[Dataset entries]
____________________

PR #1362, opened 2020-01-13
JSUI-2819 Fixed `DynamicFacetSearch`'s keyboard interaction with Android's TalkBack

btaillon:
https://coveord.atlassian.net/browse/JSUI-2819

This fixes an issue where using the arrow keys to navigate through `DynamicFacetSearch`'s results while TalkBack is on wouldn't cause TalkBack to speak the new selection. The issue was caused by the lack of a focus on the new selection, which is required for TalkBack to detect the new selection.

This fix makes sure that `DynamicFacetSearch`'s results are focusable and are focused when using the arrow keys.

### DIFF
--- a/src/ui/Combobox/ComboboxInput.ts
+++ b/src/ui/Combobox/ComboboxInput.ts
@@ -40,9 +40,9 @@ export class ComboboxInput {
     if (!this.combobox.options.clearOnBlur) {
       $$(this.inputElement).on('focus', () => this.combobox.onInputChange(this.textInput.getValue()));
     }
-    $$(this.inputElement).on('blur', () => this.combobox.onInputBlur());
-    $$(this.inputElement).on('keydown', (e: KeyboardEvent) => this.handleKeyboardUpDownArrows(e));
-    $$(this.inputElement).on('keyup', (e: KeyboardEvent) => this.handleKeyboardEnterEscape(e));
+    $$(this.combobox.element).on('focusout', (e: FocusEvent) => this.handleFocusOut(e));
+    $$(this.combobox.element).on('keydown', (e: KeyboardEvent) => this.handleKeyboardUpDownArrows(e));
+    $$(this.combobox.element).on('keyup', (e: KeyboardEvent) => this.handleKeyboardEnterEscape(e));
   }
 
   private addAccessibilityAttributes() {
@@ -71,6 +71,14 @@ export class ComboboxInput {
 
   public clearInput() {
     this.textInput.reset();
+  }
+
+  private handleFocusOut(event: FocusEvent) {
+    const newTarget = event.relatedTarget as HTMLElement;
+    if (newTarget && this.combobox.element.contains(newTarget)) {
+      return;
+    }
+    this.combobox.onInputBlur();
   }
 
   private handleKeyboardUpDownArrows(event: KeyboardEvent) {
--- a/src/ui/Combobox/ComboboxInput.ts
+++ b/src/ui/Combobox/ComboboxInput.ts
@@ -75,7 +75,8 @@ export class ComboboxInput {
 
   private handleFocusOut(event: FocusEvent) {
     const newTarget = event.relatedTarget as HTMLElement;
-    if (newTarget && this.combobox.element.contains(newTarget)) {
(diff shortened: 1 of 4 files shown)


unitTests/ui/Combobox/ComboboxValuesTest.ts
```diff
@@ -198,6 +229,16 @@ export function ComboboxValuesTest() {
         expect(isChildrenActiveAtIndex(0)).toBe(true);
       });
 
+      it(`when the last is active
+      should focus the first value`, () => {
+        comboboxValues.moveActiveValueDown();
+        comboboxValues.moveActiveValueDown();
+        comboboxValues.moveActiveValueDown();
+
+        expect(countChildrenFocusedAtIndex(0)).toEqual(2);
```
samisayegh: Hmm, why is the number of children focused at index 0 equal to two? What are the two children in this case?

src/ui/Combobox/ComboboxInput.ts
```diff
@@ -73,6 +73,14 @@ export class ComboboxInput {
     this.textInput.reset();
   }
 
+  private handleFocusOut(event: FocusEvent) {
+    const newTarget = event.relatedTarget as HTMLElement;
+    if (newTarget && this.combobox.element.contains(newTarget)) {
```
samisayegh: What does the case `combobox.element.contains(newTarget)` being `true` represent? Is it when the focus is inside the input? If so, it would be nicer to store it in a well named variable.

```
const isFocusedOnInput = this.combobox.element.contains(newTarget)
```


I'm also curious under which situation(s) will `newTarget` be undefined?

src/ui/Combobox/ComboboxInput.ts
```diff
@@ -40,9 +40,9 @@ export class ComboboxInput {
     if (!this.combobox.options.clearOnBlur) {
```
samisayegh: How does the keyboard interaction work on android to test the changes with TalkBack? Is it possible to use the cursor keys on the virtual keyboard somehow? or is it by swiping up/down in a certain way? or by clicking a physical button on the device?

unitTests/ui/Combobox/ComboboxValuesTest.ts
btaillon: I badly named this function. This counts how many times the child at a given index was focused. It's equal to two because the first child was focused twice. I'll rename it.

src/ui/Combobox/ComboboxInput.ts
btaillon: Good point, I hesitated to introduce an extra variable. I'll add one.

As for `newTarget` being undefined, at-least as far as I remember, `focusout`'s `relatedTarget` is set to `undefined`, `null` or the root `<html`> tag when the browser's UI takes the focus.

src/ui/Combobox/ComboboxInput.ts
btaillon: Android's TalkBack supports multiple different ways to focus elements.

The first one is by swiping, which doesn't appear to trigger the `focus`, `blur`, focusin` and `focusout` events (or at-least not on Samsung's implementation). This also doesn't seem to apply the `focused` style or be detectable by `querySelector`. A user can swipe left to focus the previous item and swipe right to focus the next item. A user can also swipe from the status bar to the element they wish to focus. An element can then be activated by double-tapping anywhere on the screen, which triggers the `click` event. TalkBack also allows users to change what type of element they wish to focus, meaning they can skip over multiple elements with a single left/right swipe.

The second one is with a keyboard plugged into the device. This can be through Bluetooth, through USB or even through the emulator using the host's keyboard. I think this also works with Chrome's remote devtools. With a keyboard, everything works exactly as it does on a computer, apart from Shift + Tab which seems not to work.

Using one of those two methods after the other appears to remove the focus from the other, even though they seem to use a different kind of focus. When switching from one to the other, it looks like the focus resumes from where it last was when using the same method. Meaning that if you press Tab until you reach the search bar, swiping right will focus the first element in the page. Pressing tab again should focus the element after the search bar, independently of how many times you swiped right. I'll test this to confirm it.

olamothe: Good job on the investigation 👍 
It's not easy...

____________________

## PROMPT
With no word changed, write the entries out once more.

## YOUR SOLUTION
PR #1362, opened 2020-01-13
JSUI-2819 Fixed `DynamicFacetSearch`'s keyboard interaction with Android's TalkBack

btaillon:
https://coveord.atlassian.net/browse/JSUI-2819

This fixes an issue where using the arrow keys to navigate through `DynamicFacetSearch`'s results while TalkBack is on wouldn't cause TalkBack to speak the new selection. The issue was caused by the lack of a focus on the new selection, which is required for TalkBack to detect the new selection.

This fix makes sure that `DynamicFacetSearch`'s results are focusable and are focused when using the arrow keys.

### DIFF
--- a/src/ui/Combobox/ComboboxInput.ts
+++ b/src/ui/Combobox/ComboboxInput.ts
@@ -40,9 +40,9 @@ export class ComboboxInput {
     if (!this.combobox.options.clearOnBlur) {
       $$(this.inputElement).on('focus', () => this.combobox.onInputChange(this.textInput.getValue()));
     }
-    $$(this.inputElement).on('blur', () => this.combobox.onInputBlur());
-    $$(this.inputElement).on('keydown', (e: KeyboardEvent) => this.handleKeyboardUpDownArrows(e));
-    $$(this.inputElement).on('keyup', (e: KeyboardEvent) => this.handleKeyboardEnterEscape(e));
+    $$(this.combobox.element).on('focusout', (e: FocusEvent) => this.handleFocusOut(e));
+    $$(this.combobox.element).on('keydown', (e: KeyboardEvent) => this.handleKeyboardUpDownArrows(e));
+    $$(this.combobox.element).on('keyup', (e: KeyboardEvent) => this.handleKeyboardEnterEscape(e));
   }
 
   private addAccessibilityAttributes() {
@@ -71,6 +71,14 @@ export class ComboboxInput {
 
   public clearInput() {
     this.textInput.reset();
+  }
+
+  private handleFocusOut(event: FocusEvent) {
+    const newTarget = event.relatedTarget as HTMLElement;
+    if (newTarget && this.combobox.element.contains(newTarget)) {
+      return;
+    }
+    this.combobox.onInputBlur();
   }
 
   private handleKeyboardUpDownArrows(event: KeyboardEvent) {
--- a/src/ui/Combobox/ComboboxInput.ts
+++ b/src/ui/Combobox/ComboboxInput.ts
@@ -75,7 +75,8 @@ export class ComboboxInput {
 
   private handleFocusOut(event: FocusEvent) {
     const newTarget = event.relatedTarget as HTMLElement;
-    if (newTarget && this.combobox.element.contains(newTarget)) {
(diff shortened: 1 of 4 files shown)


unitTests/ui/Combobox/ComboboxValuesTest.ts
```diff
@@ -198,6 +229,16 @@ export function ComboboxValuesTest() {
         expect(isChildrenActiveAtIndex(0)).toBe(true);
       });
 
+      it(`when the last is active
+      should focus the first value`, () => {
+        comboboxValues.moveActiveValueDown();
+        comboboxValues.moveActiveValueDown();
+        comboboxValues.moveActiveValueDown();
+
+        expect(countChildrenFocusedAtIndex(0)).toEqual(2);
```
samisayegh: Hmm, why is the number of children focused at index 0 equal to two? What are the two children in this case?

src/ui/Combobox/ComboboxInput.ts
```diff
@@ -73,6 +73,14 @@ export class ComboboxInput {
     this.textInput.reset();
   }
 
+  private handleFocusOut(event: FocusEvent) {
+    const newTarget = event.relatedTarget as HTMLElement;
+    if (newTarget && this.combobox.element.contains(newTarget)) {
```
samisayegh: What does the case `combobox.element.contains(newTarget)` being `true` represent? Is it when the focus is inside the input? If so, it would be nicer to store it in a well named variable.

```
const isFocusedOnInput = this.combobox.element.contains(newTarget)
```


I'm also curious under which situation(s) will `newTarget` be undefined?

src/ui/Combobox/ComboboxInput.ts
```diff
@@ -40,9 +40,9 @@ export class ComboboxInput {
     if (!this.combobox.options.clearOnBlur) {
```
samisayegh: How does the keyboard interaction work on android to test the changes with TalkBack? Is it possible to use the cursor keys on the virtual keyboard somehow? or is it by swiping up/down in a certain way? or by clicking a physical button on the device?

unitTests/ui/Combobox/ComboboxValuesTest.ts
btaillon: I badly named this function. This counts how many times the child at a given index was focused. It's equal to two because the first child was focused twice. I'll rename it.

src/ui/Combobox/ComboboxInput.ts
btaillon: Good point, I hesitated to introduce an extra variable. I'll add one.

As for `newTarget` being undefined, at-least as far as I remember, `focusout`'s `relatedTarget` is set to `undefined`, `null` or the root `<html`> tag when the browser's UI takes the focus.

src/ui/Combobox/ComboboxInput.ts
btaillon: Android's TalkBack supports multiple different ways to focus elements.

The first one is by swiping, which doesn't appear to trigger the `focus`, `blur`, focusin` and `focusout` events (or at-least not on Samsung's implementation). This also doesn't seem to apply the `focused` style or be detectable by `querySelector`. A user can swipe left to focus the previous item and swipe right to focus the next item. A user can also swipe from the status bar to the element they wish to focus. An element can then be activated by double-tapping anywhere on the screen, which triggers the `click` event. TalkBack also allows users to change what type of element they wish to focus, meaning they can skip over multiple elements with a single left/right swipe.

The second one is with a keyboard plugged into the device. This can be through Bluetooth, through USB or even through the emulator using the host's keyboard. I think this also works with Chrome's remote devtools. With a keyboard, everything works exactly as it does on a computer, apart from Shift + Tab which seems not to work.

Using one of those two methods after the other appears to remove the focus from the other, even though they seem to use a different kind of focus. When switching from one to the other, it looks like the focus resumes from where it last was when using the same method. Meaning that if you press Tab until you reach the search bar, swiping right will focus the first element in the page. Pressing tab again should focus the element after the search bar, independently of how many times you swiped right. I'll test this to confirm it.

olamothe: Good job on the investigation 👍 
It's not easy...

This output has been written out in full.